### WHAT IS REQUIRED
Please reproduce the entries that follow without a single difference.
______
PR #831, opened 2025-05-13
Test that issue 336 can be closed

### LINKED ISSUE #336: Datetimes with timezones from dateutil.tz badly supported
See also #333.

Here is some test code to illustrate the issue:

```
import datetime
import pytz
from dateutil import tz
import icalendar

utc1 = pytz.utc
utc2 = tz.UTC
oslo1 = pytz.timezone('Europe/Oslo')
oslo2 = tz.gettz('Europe/Oslo')
remote1 = pytz.timezone('Brazil/DeNoronha')
remote2 = tz.gettz('Brazil/DeNoronha')

for tz in (utc1, utc2, oslo1, oslo2, remote1, remote2):
    myevent = icalendar.Event()
    myevent.add('dtstart', datetime.datetime.now().astimezone(tz))
    print(myevent.to_ical().decode('ASCII'))
```

Particularly the 'remote2' output line is quite unacceptable ...

```
DTSTART;TZID=-02;VALUE=DATE-TIME:20211117T133359
```

There seems to be no easy fix for this, since there seems to be no obvious way to get from `tz.gettz('Brazil/DeNoronha')` to `Brazil/DeNoronha`.  (It's not just me being eurocentric - DeNoronha is really one of the most remote time zones for most of the world population, just check the map).  I see that the tzinfo object from dateutil has a file name - perhaps it's possible to reverse-engineer something from the filename - but it will be hard to make a platform-independent solution.

I could perhaps try to work out something, but only if someone (preferably someone with the authority to merge pull requests) says it's a good idea.

niccokunzmann:
This closes #336

### DIFF
--- a/CHANGES.rst
+++ b/CHANGES.rst
@@ -24,7 +24,7 @@ New features:
 
 Bug fixes:
 
-- ...
+- Test that we support dateutil timezones as outlined in `Issue 336 <https://github.com/collective/icalendar/issues/336>`_.
 
 
 6.2.0 (2025-05-07)
--- a/src/icalendar/tests/test_issue_336_dateutil_timezone.py
+++ b/src/icalendar/tests/test_issue_336_dateutil_timezone.py
@@ -1,0 +1,27 @@
+"""We would like to be able to get the right timezone names.
+
+See https://github.com/collective/icalendar/issues/336
+
+It appears that the timezone Brazil/DeNoronha is actually America/Noronha.
+"""
+
+from datetime import datetime
+from dateutil import tz
+
+from icalendar import Event
+from icalendar.timezone import tzid_from_tzinfo
+
+
+def test_timezone_name_directly():
+    """Try to get the name directly."""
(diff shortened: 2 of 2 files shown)


niccokunzmann:
@tobixen have a look! You opened #336 and might be interested to know that it works now :)

tobixen:
Awesome! :-)

This does indeed solve the issue I raised on #336, but I'm not sure it is sufficient to solve interoperability with some of the caldav servers, see also https://github.com/home-assistant/core/issues/142555

The easiest way seems to send timestamps to the server in UTC, but then again that will cause problems with recurrences.

tobixen:
If the icalendar library now also supports to generate the VTIMEZONE component, then that's perfect.  Next step is to send Olson identifier to servers that support it, and VTIMEZONE to servers that don't.  Late 2026, probably :-)

niccokunzmann:
Yes, it does support it and it is slow though because it will work with any timezone object. There is a Python package that includes pre-made VTIMEZONE components, I think.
______
### RESULT OF THE TASK
PR #831, opened 2025-05-13
Test that issue 336 can be closed

### LINKED ISSUE #336: Datetimes with timezones from dateutil.tz badly supported
See also #333.

Here is some test code to illustrate the issue:

```
import datetime
import pytz
from dateutil import tz
import icalendar

utc1 = pytz.utc
utc2 = tz.UTC
oslo1 = pytz.timezone('Europe/Oslo')
oslo2 = tz.gettz('Europe/Oslo')
remote1 = pytz.timezone('Brazil/DeNoronha')
remote2 = tz.gettz('Brazil/DeNoronha')

for tz in (utc1, utc2, oslo1, oslo2, remote1, remote2):
    myevent = icalendar.Event()
    myevent.add('dtstart', datetime.datetime.now().astimezone(tz))
    print(myevent.to_ical().decode('ASCII'))
```

Particularly the 'remote2' output line is quite unacceptable ...

```
DTSTART;TZID=-02;VALUE=DATE-TIME:20211117T133359
```

There seems to be no easy fix for this, since there seems to be no obvious way to get from `tz.gettz('Brazil/DeNoronha')` to `Brazil/DeNoronha`.  (It's not just me being eurocentric - DeNoronha is really one of the most remote time zones for most of the world population, just check the map).  I see that the tzinfo object from dateutil has a file name - perhaps it's possible to reverse-engineer something from the filename - but it will be hard to make a platform-independent solution.

I could perhaps try to work out something, but only if someone (preferably someone with the authority to merge pull requests) says it's a good idea.

niccokunzmann:
This closes #336

### DIFF
--- a/CHANGES.rst
+++ b/CHANGES.rst
@@ -24,7 +24,7 @@ New features:
 
 Bug fixes:
 
-- ...
+- Test that we support dateutil timezones as outlined in `Issue 336 <https://github.com/collective/icalendar/issues/336>`_.
 
 
 6.2.0 (2025-05-07)
--- a/src/icalendar/tests/test_issue_336_dateutil_timezone.py
+++ b/src/icalendar/tests/test_issue_336_dateutil_timezone.py
@@ -1,0 +1,27 @@
+"""We would like to be able to get the right timezone names.
+
+See https://github.com/collective/icalendar/issues/336
+
+It appears that the timezone Brazil/DeNoronha is actually America/Noronha.
+"""
+
+from datetime import datetime
+from dateutil import tz
+
+from icalendar import Event
+from icalendar.timezone import tzid_from_tzinfo
+
+
+def test_timezone_name_directly():
+    """Try to get the name directly."""
(diff shortened: 2 of 2 files shown)


niccokunzmann:
@tobixen have a look! You opened #336 and might be interested to know that it works now :)

tobixen:
Awesome! :-)

This does indeed solve the issue I raised on #336, but I'm not sure it is sufficient to solve interoperability with some of the caldav servers, see also https://github.com/home-assistant/core/issues/142555

The easiest way seems to send timestamps to the server in UTC, but then again that will cause problems with recurrences.

tobixen:
If the icalendar library now also supports to generate the VTIMEZONE component, then that's perfect.  Next step is to send Olson identifier to servers that support it, and VTIMEZONE to servers that don't.  Late 2026, probably :-)

niccokunzmann:
Yes, it does support it and it is slow though because it will work with any timezone object. There is a Python package that includes pre-made VTIMEZONE components, I think.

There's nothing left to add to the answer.